Le lendemain, le Ministère public de l’arrondissement de l’Est
vaudois a décidé de l’ouverture d’une instruction pénale contre C..
Celui-ci faisait en outre déjà l’objet d’une procédure pénale distincte en
cours, qui a été jointe au présent dossier, pour le cambriolage d’une
buvette à [...] commis entre le 4 et le 5 mai 2015, dans le cadre de
laquelle il avait déjà effectué 12 jours de détention provisoire.
Les investigations ont par ailleurs révélé que le prévenu serait
impliqué dans un autre cambriolage perpétré le 19 juin 2015, à l’avenue
des [...], à Lausanne.
b) Par ordonnance du 23 juin 2015, le Tribunal des mesures de
contrainte a ordonné le placement en détention provisoire de C.

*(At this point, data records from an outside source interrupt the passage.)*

PR #1619, opened 2021-04-29
XWIKI-18615: Notification widget styling improvement

slauriere:
- Add spacing at the bottom and around each widget
- Add padding and border radius
- Use normal font weight
- Set notification container maximum width to 40%


xwiki-platform-core/xwiki-platform-web/xwiki-platform-web-war/src/main/webapp/resources/uicomponents/widgets/notification.css
```diff
@@ -2,24 +2,27 @@
...
   bottom: 0;
-  left: 0%;
-  width: 100%;
+  left: 0;
+  right: 0;
+  margin: auto;
   text-align: center;
   z-index: 1200;
   display: block !important;
+  max-width: 40%;
```
mflorea, line 11: Is this OK on small screens? We might want to use a different max width in this case.

xwiki-platform-core/xwiki-platform-web/xwiki-platform-web-war/src/main/webapp/resources/uicomponents/widgets/notification.css
```diff
@@ -2,24 +2,27 @@
...
 }
 .xnotification {
   cursor: pointer;
-  display: inline;
+  display: inline-block;
   background: #333 2px center no-repeat;
   border: none;
-  padding: 0px 6px;
+  padding: 14px 28px;
+  border-radius: 3px;
```
mflorea, line 22: Even if we can't use LESS here it would be good to use the values from the skin. We use 4px border radius by default for instance, as for the padding, you should maybe look for some UI element that is similar (uses similar padding, maybe breadcrumbs). My point is to try to have a consistent style across XWiki.

mflorea (changes requested):

xwiki-platform-core/xwiki-platform-web/xwiki-platform-web-war/src/main/webapp/resources/uicomponents/widgets/notification.css
slauriere: Thank you for the review. I made this rule responsive indeed, turning it to 80% for screens narrower than 992px (@screen-md-min).

xwiki-platform-core/xwiki-platform-web/xwiki-platform-web-war/src/main/webapp/resources/uicomponents/widgets/notification.css
slauriere: I made this more consistent indeed in the latest commit, using the same padding as the one in the breadcrumb, and the default border radius.

mflorea (approved):

PR #1625, opened 2021-05-03
XWIKI-18598: Replace the like pages live table in the user profiles with live data

manuelleduc:


vmassol:
@manuelleduc BTW could you show a before/after screenshot? I'd like to verify that the "after" looks at least as good as the "before". Thanks!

pour une durée de trois mois. La détention provisoire a été prolongée le
18 septembre 2015 pour une nouvelle période de trois mois, soit jusqu’au
20 décembre 2015.
c) Il ressort de son casier judiciaire que C.________ a fait l’objet
de sept condamnations à des peines privatives de liberté, pour de
multiples infractions, entre janvier 2008 et janvier 2015.
Au cours de ces différentes procédures, deux expertises
psychiatriques avaient été effectuées par le Dr [...], médecin au Centre
d’expertises du CHUV. La première avait été réalisée le 24 juillet 2008, la
seconde le 22 novembre 2012. En substance, les deux expertises
relevaient la présence chez le prévenu de troubles mentaux et du
comportement liés à l’utilisation d’alcool, d’une diminution légère de la
responsabilité au moment des faits due à la consommation d’alcool et
d’un risque de récidive important.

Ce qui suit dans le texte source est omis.